-- Problem statement --
Please quote exactly the lines below from the line containing "PR #137, opened 2015-06-19" to the line containing "description: Redis host of queue", both lines included, and nothing else.

-- Data listing --
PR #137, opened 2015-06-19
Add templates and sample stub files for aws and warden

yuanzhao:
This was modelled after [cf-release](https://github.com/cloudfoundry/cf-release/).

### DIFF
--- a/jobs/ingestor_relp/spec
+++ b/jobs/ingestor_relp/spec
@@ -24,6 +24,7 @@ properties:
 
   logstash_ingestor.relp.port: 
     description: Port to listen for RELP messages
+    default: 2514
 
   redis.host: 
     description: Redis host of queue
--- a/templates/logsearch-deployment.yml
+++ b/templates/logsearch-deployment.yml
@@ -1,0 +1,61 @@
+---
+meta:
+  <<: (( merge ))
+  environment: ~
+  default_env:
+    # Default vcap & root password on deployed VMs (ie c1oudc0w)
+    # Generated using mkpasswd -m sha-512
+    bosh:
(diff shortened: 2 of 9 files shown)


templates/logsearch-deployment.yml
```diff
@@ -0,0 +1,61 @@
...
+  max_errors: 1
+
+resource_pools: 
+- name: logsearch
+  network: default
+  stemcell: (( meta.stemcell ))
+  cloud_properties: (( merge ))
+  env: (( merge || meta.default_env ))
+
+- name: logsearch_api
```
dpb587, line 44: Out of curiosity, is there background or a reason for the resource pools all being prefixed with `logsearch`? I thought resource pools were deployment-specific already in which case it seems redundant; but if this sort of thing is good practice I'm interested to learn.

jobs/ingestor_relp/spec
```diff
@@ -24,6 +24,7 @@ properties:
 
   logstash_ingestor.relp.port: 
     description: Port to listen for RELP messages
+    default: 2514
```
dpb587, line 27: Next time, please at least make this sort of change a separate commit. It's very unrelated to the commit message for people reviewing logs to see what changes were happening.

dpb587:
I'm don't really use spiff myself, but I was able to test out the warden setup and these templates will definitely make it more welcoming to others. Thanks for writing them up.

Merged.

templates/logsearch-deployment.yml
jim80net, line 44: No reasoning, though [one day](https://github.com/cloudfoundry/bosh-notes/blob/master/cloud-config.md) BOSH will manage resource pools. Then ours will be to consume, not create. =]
---
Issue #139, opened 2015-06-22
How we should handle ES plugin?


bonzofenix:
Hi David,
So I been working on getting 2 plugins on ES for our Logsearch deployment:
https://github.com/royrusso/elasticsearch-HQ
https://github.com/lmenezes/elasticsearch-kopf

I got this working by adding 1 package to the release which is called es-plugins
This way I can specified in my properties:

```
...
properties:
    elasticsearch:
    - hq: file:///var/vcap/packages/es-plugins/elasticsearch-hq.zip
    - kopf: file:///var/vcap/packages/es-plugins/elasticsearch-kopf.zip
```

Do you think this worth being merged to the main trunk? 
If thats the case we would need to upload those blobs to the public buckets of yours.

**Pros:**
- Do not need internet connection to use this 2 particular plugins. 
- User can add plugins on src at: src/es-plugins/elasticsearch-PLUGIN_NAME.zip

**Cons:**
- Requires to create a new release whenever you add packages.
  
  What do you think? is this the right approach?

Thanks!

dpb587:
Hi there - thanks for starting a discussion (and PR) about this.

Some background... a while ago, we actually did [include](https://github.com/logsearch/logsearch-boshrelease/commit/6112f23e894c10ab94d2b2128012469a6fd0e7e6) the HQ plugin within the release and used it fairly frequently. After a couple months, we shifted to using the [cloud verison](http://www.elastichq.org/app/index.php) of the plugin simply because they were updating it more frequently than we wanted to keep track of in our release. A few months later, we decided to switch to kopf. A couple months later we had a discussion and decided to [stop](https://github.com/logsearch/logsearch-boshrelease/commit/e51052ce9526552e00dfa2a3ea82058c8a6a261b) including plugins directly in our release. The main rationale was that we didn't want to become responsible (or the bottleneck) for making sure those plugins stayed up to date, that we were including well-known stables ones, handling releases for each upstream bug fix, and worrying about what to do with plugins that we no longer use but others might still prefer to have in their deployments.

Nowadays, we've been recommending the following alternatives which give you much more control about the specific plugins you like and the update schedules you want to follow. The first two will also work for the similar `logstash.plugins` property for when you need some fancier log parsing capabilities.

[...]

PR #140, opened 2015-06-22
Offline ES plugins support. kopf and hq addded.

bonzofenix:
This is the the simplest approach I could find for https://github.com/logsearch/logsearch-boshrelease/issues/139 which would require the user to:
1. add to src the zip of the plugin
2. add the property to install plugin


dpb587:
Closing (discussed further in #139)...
==
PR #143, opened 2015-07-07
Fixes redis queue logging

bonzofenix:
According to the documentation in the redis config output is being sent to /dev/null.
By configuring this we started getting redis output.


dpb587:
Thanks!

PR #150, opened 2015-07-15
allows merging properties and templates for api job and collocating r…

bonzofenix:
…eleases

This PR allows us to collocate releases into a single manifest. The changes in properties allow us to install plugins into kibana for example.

-- Written response --
PR #137, opened 2015-06-19
Add templates and sample stub files for aws and warden

yuanzhao:
This was modelled after [cf-release](https://github.com/cloudfoundry/cf-release/).

### DIFF
--- a/jobs/ingestor_relp/spec
+++ b/jobs/ingestor_relp/spec
@@ -24,6 +24,7 @@ properties:
 
   logstash_ingestor.relp.port: 
     description: Port to listen for RELP messages
+    default: 2514
 
   redis.host: 
     description: Redis host of queue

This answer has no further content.